I'm trying to check whether this inequality holds for large values of $B$
$$\frac{-AB^2}{B-x_2}+\frac{2y_2}{B}<\frac{-AB^2}{B-x_1}+\frac{2y_1}{B}$$
where $x_2>x_1$ $B>x_2$, $y_2>y_1$ and all other variables are positive. Does this inequality hold for large values of $B?$
Since the $\frac{-AB^2}{B-x_2}$ denominator is smaller than $\frac{-AB^2}{B-x_1}$ it seems intuitively to hold.
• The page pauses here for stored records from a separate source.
PR #6639, opened 2024-08-06
[@mantine/form] Call `form.watch` subscribers on `form.initialize`

### LINKED ISSUE #6638: form.watch does not trigger when form.initialize is called
### Dependencies check up

7.12.0

@mantine/form

Vite

All

### Describe the bug

When using and uncontrolled form and form.watch will not trigger when form.initialize is called. In this case, the value will correctly update but the change will not be transmitted to the form.watch subscribers.

The expected behavior is the subscribers being called every time the value changes, including by the form initialization using form.initialize.

In the provided codesandbox it is shown an example of a staled value (empty) being rendered because of this problem.

https://codesandbox.io/p/sandbox/elegant-saha-h5cs6f

### Possible fix

_No response_

### Self-service

raulfpl:
Fixes #6638

This PR adds tests covering the problem of `form.watch` subscribers not being called when the value changes because of `form.initialize()` as described in #6638 and fixes it.

The way it fixes it is by notifying the subscribers the same way `setValues` does it.

Let me know if this is not the right way to fix this.

### DIFF
--- a/packages/@mantine/form/src/use-form.ts
+++ b/packages/@mantine/form/src/use-form.ts
@@ -61,23 +61,33 @@ export function useForm<
     mode === 'uncontrolled' && setFormKey((key) => key + 1);
   }, []);
 
-  const initialize: Initialize<Values> = useCallback((values) => {
-    const previousValues = $values.refValues.current;
-    $values.initialize(values, () => mode === 'uncontrolled' && setFormKey((key) => key + 1));
-    clearInputErrorOnChange && $errors.clearErrors();
-    mode === 'uncontrolled' && setFormKey((key) => key + 1);
+  const handleValuesChanges = useCallback(
+    (previousValues: Values) => {
+      clearInputErrorOnChange && $errors.clearErrors();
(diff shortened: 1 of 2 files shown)


packages/@mantine/form/src/use-form.ts
```diff
@@ -62,8 +62,22 @@ export function useForm<
   }, []);
 
   const initialize: Initialize<Values> = useCallback((values) => {
+    const previousValues = $values.refValues.current;
     $values.initialize(values, () => mode === 'uncontrolled' && setFormKey((key) => key + 1));
-  }, []);
+    clearInputErrorOnChange && $errors.clearErrors();
+    mode === 'uncontrolled' && setFormKey((key) => key + 1);
+
+    Object.keys($watch.subscribers.current).forEach((path) => {
```
rtivital, line 70: This logic must not be duplicated, it is already present in setValues handler.

rtivital (changes requested):

rtivital:
Thanks!

PR #6646, opened 2024-08-08
Fix: DateInput does not default to minDate month

### LINKED ISSUE #5695: The minDate in Dates should be the default date, when date is not given

michaelperros:
Fixes #5695 

If you need any adjustments, please let me know. Happy to revise based on your feedback.

Thanks

### DIFF
--- a/packages/@mantine/dates/src/components/Calendar/Calendar.tsx
+++ b/packages/@mantine/dates/src/components/Calendar/Calendar.tsx
@@ -261,8 +261,10 @@ export const Calendar = factory<CalendarFactory>((_props, ref) => {
   const ctx = useDatesContext();
 
   const _columnsToScroll = columnsToScroll || numberOfColumns || 1;
-  const currentDate =
-    _date || shiftTimezone('add', new Date(minDate || Date.now()), ctx.getTimezone());
+
+  const now = new Date();
+  const fallbackDate = minDate && minDate > now ? minDate : now;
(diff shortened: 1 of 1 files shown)


michaelperros:
Sorry this has failed checks. I will revise and update

michaelperros:
Checks passed! Let me know if you need anything else here.

Additionally, I wanted to note that I found a separate bug in both the master and my pr. The bug is that when minDate is set, the selectable days in the DateInput Calendar start one day before the minDate. The expected behavior is that the selectable days would start on the minDate. Since it's happening in the master and is not directly related to my pr or this issue, I did not fix it here. I will create a new issue shortly to address it.

rtivital:
I'd prefer this logic to be a little different to avoid accidental breaking changes. It should check whether the minDate is after the current date and only if it is, use it as the default date.

michaelperros:
Good call. Code has been update. Let me know if any further tweaks are needed. Thanks

rtivital:
Thanks!

PR #6665, opened 2024-08-14
fix: let discordLink prop be optional

Ives7:


rtivital:
Thanks for showing interest in contributing to Mantine, this change is not planned to be implemented as it makes code less type safe.

Ives7:
> Thanks for showing interest in contributing to Mantine, this change is not planned to be implemented as it makes code less type safe.
Thanks for your reply first.
But this behavior weird,when i want to disabled discordLink , i need to pass a false to withDiscord .
And then, this componet ask me i pass a discordLink .

image

Ives7:
image
@rtivital It's pass now.

Issue #7687, opened 2025-04-13
Add llms.txt


sandcastle:
Add `llms.txt` a file that helps LLMs and Agents like `Cursor` and `GitHub Colpilot Agent` use Mantine efficiently.

## Example

- [Daisy usage example](https://x.com/inkko44/status/1910700408957215148)
- [Daisy Docs on LLM.txt](https://daisyui.com/docs/editor/)
- [llms.txt](https://daisyui.com/llms.txt)

PR #7688, opened 2025-04-13
llms.txt v1

sandcastle:
See: https://github.com/mantinedev/mantine/issues/7687


rtivital:
This is a bad implementation. I do not think that llms.txt should be generated with llms.

PR #7708, opened 2025-04-18
Fix useHotKeys matching physical key codes when usePhysicalKeys unset

### LINKED ISSUE #7707: Bug in useHotkeys() hook: hotkeys match BOTH physical and layout keys
### Dependencies check up

7.17.4

@mantine/core

Vite

All

### Describe the bug

When using a keyboard layout other than QWERTY (in my case Colemak, which I'll use for my example) and not setting `usePhysicalKey`, the hotkey accepts BOTH the qwerty and colemak versions (that is, both the physical key despite `usePhysicalKey` not being set, and the virtual keyboard-layout specific key trigger the action). So if I set `ctrl-k`, in colemak `k` is physical `n`: when using colemak, I can trigger this action with both of the following physical keys: `ctrl-n` and `ctrl-k`. I expect only physical keys `ctrl-n` to trigger the action.

The bug is in this condition:

https://github.com/mantinedev/mantine/blob/87639c2b706884f9809fe1f68dc7a6cbe74abfe3/packages/%40mantine/hooks/src/use-hotkeys/parse-hotkey.ts#L65-L69

The issue is: `(!usePhysicalKeys && virtualCondition) || physicalCondition`, here `physicalCondition` will get checked both if `usePhysicalKeys` is set (which is what we want), but ALSO when `virtualCondition` is false, which is *not* what we want.

I've confirmed that this bug still exists in the `v8` branch too.

_No response_

### Possible fix

The fixed version is:

```typescript
  if (
    key &&
    ((!usePhysicalKeys && pressedKey.toLowerCase() === key.toLowerCase()) ||
      (usePhysicalKeys && pressedCode.replace('Key', '').toLowerCase() === key.toLowerCase()))
  ) {
```

Alternatively:
```typescript
key && (
    usePhysicalKeys ? 
        pressedCode.replace('Key', '').toLowerCase() === key.toLowerCase() :
        pressedKey.toLowerCase() === key.toLowerCase())
    )
``` 

Essentially, looking at `(!usePhysicalKeys && virtualCondition) || physicalCondition`, again, in the fixed version, we make sure to check the `physicalCondition` *only if* `usePhysicalKeys` is actually true, otherwise we only check the `virtualConditoin`.

### Self-service

danielytics:
Fixes #7707

### DIFF
--- a/packages/@mantine/hooks/src/use-hotkeys/parse-hotkey.test.ts
+++ b/packages/@mantine/hooks/src/use-hotkeys/parse-hotkey.test.ts
@@ -78,6 +78,32 @@ describe('@mantine/hooks/use-hot-key/parse-hotkey', () => {
         })
       )
     ).toBe(false);
+
+    expect(
+      getHotkeyMatcher(
+        'mod+k',
+        true
+      )(
+        new KeyboardEvent('keydown', {
+          ctrlKey: true,
+          code: 'KeyK',
+          key: 'n',
+        })
+      )
+    ).toBe(true);
+
+    expect(
+      getHotkeyMatcher(
+        'mod+k',
+        false
+      )(
+        new KeyboardEvent('keydown', {
+          ctrlKey: true,
+          code: 'KeyK',
+          key: 'n',
+        })
+      )
+    ).toBe(false);
   });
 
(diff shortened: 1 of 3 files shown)


rtivital:
Thanks!

PR #7302, opened 2024-12-24
fixed dayjs another local and calendar

baravak:
fixed #7276

PR #7712, opened 2025-04-19
Fix: Revert isSame usage due to Day.js calendar bug

baravak:
In [pull request #7302](https://github.com/mantinedev/mantine/pull/7302), two main changes were introduced:

### Support for non-Gregorian calendars:
We patched parts of the codebase to allow the library to work correctly with alternative calendars (e.g., Jalali). This part of the change was successful — we’ve integrated it into our own project and it's now functioning properly within a non-Gregorian calendar setup.

### Replacement of isSameMonth with dayjs().isSame(...):
The assumption was that Day.js’s isSame function would correctly handle month comparisons across all calendar systems. However, we later discovered that isSame does not work reliably for non-Gregorian calendars — it fails to compare months correctly. This PR reverts that change and restores the original internal isSameMonth function to maintain expected behavior.

This fix ensures consistent support for both Gregorian and non-Gregorian calendars and avoids breaking functionality due to incorrect assumptions about Day.js.


rtivital:
Thanks!

PR #7739, opened 2025-04-24
fix UseFieldInput.onValueChange is not being updated #7735

### LINKED ISSUE #7735: Bug: UseFieldInput.onValueChange is not being updated
Hello, good people! Congrats on making a great component library! 

I seem to have found a bug in the `useField` function. `onValueChange` is not listed as a dependency of `setValue` which results in the initial version of `onValueChange` being called even after it was updated.

The following is the line `onValueChange` (I think) should be listed as a dependency.

https://github.com/mantinedev/mantine/blob/87639c2b706884f9809fe1f68dc7a6cbe74abfe3/packages/@mantine/form/src/use-field.ts#L190

I hope reproduction is not needed as the problem is clearly seen in the code.

Cheers!

scato3:
Fixes #7735

I fixed the bug I discovered in #7735 by adding onValueChange to the dependency array.

### DIFF
--- a/packages/@mantine/form/src/use-field.ts
+++ b/packages/@mantine/form/src/use-field.ts
@@ -187,7 +187,7 @@ export function useField<
         _validate();
       }
     },
-    [error, clearErrorOnChange]
+    [error, clearErrorOnChange, onValueChange]
   );
 
   const reset = useCallback(() => {


rtivital:
Thanks!

PR #7740, opened 2025-04-24
Update inject-props.tsx

gfazioli:
Use a regex with the global flag to replace all occurrences when multiline is false


rtivital:
Thanks!

gfazioli:
🤝

PR #7745, opened 2025-04-25
[@mantine/hooks] useDebouncedCallback flushOnUnmount does not work #7684

### LINKED ISSUE #7684: useDebouncedCallback flushOnUnmount does not work
### Dependencies check up

7.17.4

@mantine/core

Next.js

None

### Describe the bug

flushOnUnmount appears not to work.
Looks like `lastCallback.flush` is always `noop ` in the clean up scope

https://codesandbox.io/p/devbox/mantine-react-template-forked-wmqkcg

was implemented from https://github.com/orgs/mantinedev/discussions/7271 so tagging @scamden in case can help :)

_No response_

### Possible fix

_No response_

### Self-service

scato3:
Fixes #7684 

Fixed the hook by adding isPendingRef to track pending callbacks. Now it only executes on unmount when truly necessary, passing the failing test. Added a Storybook demo to show the flushOnUnmount functionality in action

Issue
In the previous implementation of useDebouncedCallback, the flushOnUnmount option didn't work correctly in certain cases. When a component unmounted, even with flushOnUnmount: true, the debounced value wasn't properly applied.
The issue was that lastCallback.flush was initially set to noop and dynamically reassigned during each invocation, but the cleanup function in useEffect didn't always have access to the latest version of this function.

However, in the limit (where $B \rightarrow \infty$, the two sides should be equal?). How can you check rigorously that this is satisfied?
Note that
$$\frac{-AB^2}{B-x_2}+\frac{2y_2}{B}<\frac{-AB^2}{B-x_1}+\frac{2y_1}{B} \iff \frac{-AB}{1-\frac{x_2}B}+\frac{2y_2}{B}<\frac{-AB}{1-\frac{x_1}B}+\frac{2y_1}{B}$$
$$ (-AB)\left(1+\frac{x_2}B\right)+\frac{2y_2}{B}<(-AB)\left(1+\frac{x_1}B\right)+\frac{2y_1}{B}$$
$$ -AB-Ax_2+\frac{2y_2}{B}<-AB-Ax_1+\frac{2y_1}{B}$$
$$\frac1B(2y_2-2y_1)< A(x_2-x_1)\iff B>\frac{2y_2-2y_1}{A(x_2-x_1)}$$